Central Bank of Ireland publishes Financial Stability Note on Account Migration

26 October 2022 Press Release

Central Bank of Ireland

  • Central Bank using insights from behavioural economics to inform ongoing work on account migration.
  • The forced migration of such a large volume of customer accounts is unprecedented and could create a significant challenge for consumers if not managed properly by banks and other parties affected by the migration.
  • Central Bank has provided supervisory feedback on planned communications by the exiting banks, including specific insights from behavioural economics. 

The Central Bank of Ireland has today (26 October 2022) published a Financial Stability Note looking at consumer switching, and specifically the potential barriers to consumer engagement, through the lens of behavioural economics. In this Note, the Central Bank is publishing the behavioural insights that have informed its engagements with the retail banks and other regulated firms over the course of the migration so far.  Throughout these engagements we have made our expectations clear, including that the banks and other regulated firms prioritise their customers’ best interests and take every reasonable measure to ensure that customers are enabled to switch. Drawing on the analysis set out in this Financial Stability Note, we have emphasised to retail banks and other regulated firms the importance of having clear communication strategies, processes and supports in place for their customers. 

The forced migration of such a large volume of customer accounts is unprecedented in the Irish market. Critically, consumers are not choosing to switch, they are being forced to do so. This could create a significant challenge for consumers if not managed properly by the exiting and remaining banks, as well as the other commercial entities affected by the account migration exercise. By publishing this Note, the Central Bank is sharing the benefit of these insights developed over the course of our work on this matter with all parties involved in or affected by the migration.

The Note studies relevant international evidence on financial product switching and  the types of consumers most at risk of any harms or penalties resulting from inaction. It also highlights the common behavioural frictions that can inhibit switching and the types of interventions that may help to mitigate such frictions. 


The Note highlights: 

  • Consumers tend to stick with the status quo, even where the incentive to take action appears overwhelming. Some groups are more likely to switch financial services than others, with some evidence pointing to a lower prevalence of switching among the unemployed and less educated.

  • The most common barriers that explain sluggish switching and engagement rates relate to the actual or perceived costs consumers face in doing so, and how these costs compare to the benefits achieved by taking action. The costs can include financial and time costs as well as perceived hassle costs and risks with unfamiliar providers. Behavioural factors include limited attention, procrastination and choice overload.

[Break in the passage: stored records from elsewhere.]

PR #317, opened 2025-04-22
Refactor unittest.TestCase classes for the native converter

bbartley:
The roundtrip tests for the native converter re-use a lot of the same code.  Up til now, this code has been copy and pasted for each test case, and it's starting to get crufty.  So I factored out a more generalized method for handling conversion round trip tests.

Also, I added a final validation check for each round-tripped file.


test/test_sbol2_sbol3_direct.py
```diff
@@ -14,140 +14,84 @@
...
         # Convert to SBOL3 and check contents
         doc3 = convert2to3(doc2, use_native_converter=True)
         self.assertEqual(len(doc3.validate()), 0)
         with tempfile.TemporaryDirectory() as tmpdir:
             tmp3 = Path(tmpdir) / 'doc3.nt'
             doc3.write(tmp3)
-            self.assertFalse(file_diff(str(tmp3), str(TEST_FILES / 'BBa_J23101_patched.nt')))
+            self.assertFalse(file_diff(str(tmp3), str(TEST_FILES / rubric_filename)))
             doc2_loop = convert3to2(doc3, True)
-            # report = doc2.validate()
```
jakebeal, line 56: Please don't delete these two commented-out validation lines, or the TODO for turning them back on. We need to make sure the SBOL2 documents do validate someday.

test/test_sbol2_sbol3_direct.py
```diff
@@ -14,140 +14,84 @@
...
-            self.assertFalse(file_diff(str(tmp2), str(TEST_FILES / 'sbol_3to2_collection.xml')))
+            self.assertFalse(file_diff(str(tmp2), str(TEST_FILES / rubric_filename)))
             doc3_loop = convert2to3(doc2, use_native_converter=True)
             self.assertEqual(len(doc3_loop.validate()), 0)
             tmp3 = Path(tmpdir) / 'doc3_loop.nt'
             doc3_loop.write(tmp3)
-            self.assertFalse(file_diff(str(tmp3), str(TEST_FILES / 'sbol3_collection.nt')))
-    '''
+            self.assertFalse(file_diff(str(tmp3), str(TEST_FILES / test_filename)))
+            report = doc2.validate()
```
jakebeal: Why has the doc2 conversion moved down from above?
I think that it should be up when we generate the doc2 object, not after we write it.

jakebeal (changes requested):

test/test_sbol2_sbol3_direct.py
bbartley: I think I did some sloppy refactoring, cutting/pasting.  Anyway, https://github.com/SynBioDex/SBOL-utilities/pull/317/commits/bc085467746ce45e1e895c0321b80bd40fcebee7 now validates both the intermediate and the final round-tripped file generated by the converters.  

Also, added a few more comments just to make it a little more readable.

test/test_sbol2_sbol3_direct.py
bbartley: See above.

test/test_sbol2_sbol3_direct.py
```diff
@@ -27,18 +27,25 @@ def handle_2to3_conversion(self, test_filename, rubric_filename):
...
             tmp2 = Path(tmpdir) / 'doc2_loop.xml'
             doc2_loop.write(tmp2)
             self.assertFalse(file_diff(str(tmp2), str(TEST_FILES / test_filename)))
-            report = doc3.validate()
-            self.assertEqual(len(report), 0, f'Validation failed: {report}')
 
+    # Currently fails with the following validation error:
+    # sbol-12403: Strong Validation Error: The endedAtTime property of an Activity object is OPTIONAL and MAY contain
+    # a DateTime. Reference: SBOL Version 2.3.0 Section 12.8.1 on page 73 : https://synbiohub.org/public/igem/igem2sbol
+    @unittest.expectedFailure
```
jakebeal: Rather than turning off this test, I think that it would be good to check that precisely this error happens and no others.
And then add a TODO linked to an issue for resolving the validation error. If I remember correctly, I think this is actually a bug in the validator and not the converter.

jakebeal (changes requested):

test/test_sbol2_sbol3_direct.py
bbartley: This datetime value in the current test file (BBa_J23101.xml ) fails validation: 
`    <prov:endedAtTime>2017-03-06T15:00:00+00:00</prov:endedAtTime>`

However, a datetime that includes milliseconds _will_ validate.  (I figured this out by looking at test files in SBOLTestSuite that include a valid `endedAtTime`):
`    <prov:endedAtTime>2017-03-06T15:00:00.000+00:00</prov:endedAtTime>`

So, you may be correct that this is a problem with SBOLValidator, since these datetimes are semantically equivalent.

The most expedient fix is for me to just manually change the datetime in the test file to the accepted format.  Would that be acceptable?

jakebeal: That doesn't seem to have fixed it, given that it's still failing - I suspect that the conversion is putting it into that format. 
The options that I see are: 
1. Patching around that format issue
2. Catch the validation error and check if it's the expected issue

In either case, we need a follow-up issue filed as well.

bbartley: I attempted a patching solution (option 1) above but ran into challenges, so I'm working on implementing option 2 instead.  The big obstacle to patching is that the `DateTimePropertyMixin.from_user` `DateTimePropertyMixin.to_user` methods are not exposed in sbol3 (although, in sbol2, the analogous methods _are_ exposed and can be overridden).

I have opened an issue on SBOL-Validator to track this datetime issue:
https://github.com/SynBioDex/SBOL-Validator/issues/142

bbartley:
Replaced by #322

  • To prompt better engagement, a variety of ‘nudges’ and methods from behavioural economics  can be used by financial providers, including framing customer communications to promote urgency, displaying the costs of inaction upfront, simplifying language and providing timely reminders. 

  • Careful consideration must be given to the content, presentation and timing of communications, such that they are well adjusted to the behavioural realities of consumers who receive them. Financial providers should consider how the communications schedule can be optimised to catch customer attention at relevant milestones ahead of the ultimate deadline. 

  • If consumers encounter obstacles, there is a risk that some will defer and may ultimately abandon switching. This could include obstacles such as long call waiting times or waiting times for appointments at remaining banks , confusion around switching direct debits or standing orders, or a more complicated process to be followed if switching multiple types of accounts (e.g. for small businesses). Financial institutions, including banks and direct debit originators, therefore need to take all necessary action to ensure they can support their customers switching bank accounts and moving payment arrangements in a smooth and timely manner, including monitoring and learning from customer experiences. 


The Central Bank will continue to engage closely with all of the banks in the weeks and months ahead to ensure that customers continue to be properly supported through this process. This will include continuing to have regard to the findings in the analysis we are publishing today. 

Notes to Editor 

The Central Bank of Ireland is publishing monthly statistics on account migration in the banking sector, based on data from the two exiting banks, and the three largest remaining retail banks; Allied Irish Banks, Bank of Ireland, and Permanent TSB.